» PROVIDED RECORDS:
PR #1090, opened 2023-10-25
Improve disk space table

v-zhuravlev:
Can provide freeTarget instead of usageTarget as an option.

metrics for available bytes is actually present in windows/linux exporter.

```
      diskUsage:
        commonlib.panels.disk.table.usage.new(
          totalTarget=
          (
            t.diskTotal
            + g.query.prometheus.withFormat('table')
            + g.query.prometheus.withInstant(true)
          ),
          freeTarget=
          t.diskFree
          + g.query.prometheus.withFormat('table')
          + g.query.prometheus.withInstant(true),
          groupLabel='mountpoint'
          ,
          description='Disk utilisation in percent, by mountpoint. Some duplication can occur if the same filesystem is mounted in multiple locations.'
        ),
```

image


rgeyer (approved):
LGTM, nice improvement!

...

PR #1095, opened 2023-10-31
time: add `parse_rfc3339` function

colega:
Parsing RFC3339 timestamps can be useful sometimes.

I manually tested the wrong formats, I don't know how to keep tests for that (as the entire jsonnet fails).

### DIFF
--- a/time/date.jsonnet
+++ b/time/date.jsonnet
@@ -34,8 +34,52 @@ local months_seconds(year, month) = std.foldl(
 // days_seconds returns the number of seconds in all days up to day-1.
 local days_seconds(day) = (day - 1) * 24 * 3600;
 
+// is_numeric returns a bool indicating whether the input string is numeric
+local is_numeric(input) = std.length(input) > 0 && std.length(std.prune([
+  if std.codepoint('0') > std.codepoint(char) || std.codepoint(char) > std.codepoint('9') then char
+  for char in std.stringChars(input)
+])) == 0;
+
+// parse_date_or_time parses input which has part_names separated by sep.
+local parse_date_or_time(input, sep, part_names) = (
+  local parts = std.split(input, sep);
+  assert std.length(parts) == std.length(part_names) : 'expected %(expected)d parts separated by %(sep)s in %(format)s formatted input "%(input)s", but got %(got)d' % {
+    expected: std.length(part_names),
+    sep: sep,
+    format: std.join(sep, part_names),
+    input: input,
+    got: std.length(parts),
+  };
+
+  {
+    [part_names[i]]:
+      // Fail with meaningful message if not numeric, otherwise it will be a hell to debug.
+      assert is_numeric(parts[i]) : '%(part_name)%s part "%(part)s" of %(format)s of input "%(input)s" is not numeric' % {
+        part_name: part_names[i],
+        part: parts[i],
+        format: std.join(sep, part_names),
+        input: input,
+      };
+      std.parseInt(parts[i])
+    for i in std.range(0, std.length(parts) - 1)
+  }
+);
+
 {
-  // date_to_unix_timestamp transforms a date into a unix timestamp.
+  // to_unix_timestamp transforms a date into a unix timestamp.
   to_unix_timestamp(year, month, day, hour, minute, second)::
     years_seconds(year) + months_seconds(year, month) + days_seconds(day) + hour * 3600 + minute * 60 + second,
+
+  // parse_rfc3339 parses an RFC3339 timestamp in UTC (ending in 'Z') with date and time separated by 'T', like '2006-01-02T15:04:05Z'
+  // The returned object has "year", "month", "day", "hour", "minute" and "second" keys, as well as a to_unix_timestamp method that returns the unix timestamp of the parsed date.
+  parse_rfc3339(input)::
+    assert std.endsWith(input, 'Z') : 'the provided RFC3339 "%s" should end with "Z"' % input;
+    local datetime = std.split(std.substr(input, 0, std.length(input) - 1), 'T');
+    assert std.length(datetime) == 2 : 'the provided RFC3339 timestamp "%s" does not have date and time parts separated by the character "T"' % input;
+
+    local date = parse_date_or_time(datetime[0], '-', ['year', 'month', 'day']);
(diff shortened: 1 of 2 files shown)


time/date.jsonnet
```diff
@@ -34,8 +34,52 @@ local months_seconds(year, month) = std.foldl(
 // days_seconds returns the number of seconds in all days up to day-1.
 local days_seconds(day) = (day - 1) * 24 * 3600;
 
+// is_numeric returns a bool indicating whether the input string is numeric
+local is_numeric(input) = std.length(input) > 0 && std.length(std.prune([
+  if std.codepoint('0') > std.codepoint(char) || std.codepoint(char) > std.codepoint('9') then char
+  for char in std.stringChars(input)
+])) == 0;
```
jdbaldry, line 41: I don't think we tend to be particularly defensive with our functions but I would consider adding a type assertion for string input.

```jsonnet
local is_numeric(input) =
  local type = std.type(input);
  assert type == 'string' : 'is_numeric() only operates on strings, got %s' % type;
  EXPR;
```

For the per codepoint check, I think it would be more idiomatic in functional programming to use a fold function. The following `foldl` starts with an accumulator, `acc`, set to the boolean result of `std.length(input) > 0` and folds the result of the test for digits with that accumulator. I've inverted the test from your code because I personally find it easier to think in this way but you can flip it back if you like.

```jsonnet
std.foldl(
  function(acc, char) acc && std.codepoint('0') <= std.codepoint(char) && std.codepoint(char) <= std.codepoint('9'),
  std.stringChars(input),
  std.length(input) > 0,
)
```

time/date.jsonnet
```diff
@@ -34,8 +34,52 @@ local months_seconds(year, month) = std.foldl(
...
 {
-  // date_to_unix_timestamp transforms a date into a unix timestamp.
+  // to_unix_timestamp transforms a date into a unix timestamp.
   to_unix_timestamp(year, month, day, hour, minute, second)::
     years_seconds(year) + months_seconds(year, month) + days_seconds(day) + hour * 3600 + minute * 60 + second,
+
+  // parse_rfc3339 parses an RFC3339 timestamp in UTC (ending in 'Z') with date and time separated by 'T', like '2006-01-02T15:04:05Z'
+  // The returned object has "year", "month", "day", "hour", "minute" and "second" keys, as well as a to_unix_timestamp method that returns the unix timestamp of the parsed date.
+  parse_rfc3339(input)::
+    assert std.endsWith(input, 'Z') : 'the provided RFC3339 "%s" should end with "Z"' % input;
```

» REQUIREMENT: If a line contains the word "table", count it; give the total for the entries above and nothing else.

» RESPONSE TO THE TASK: 4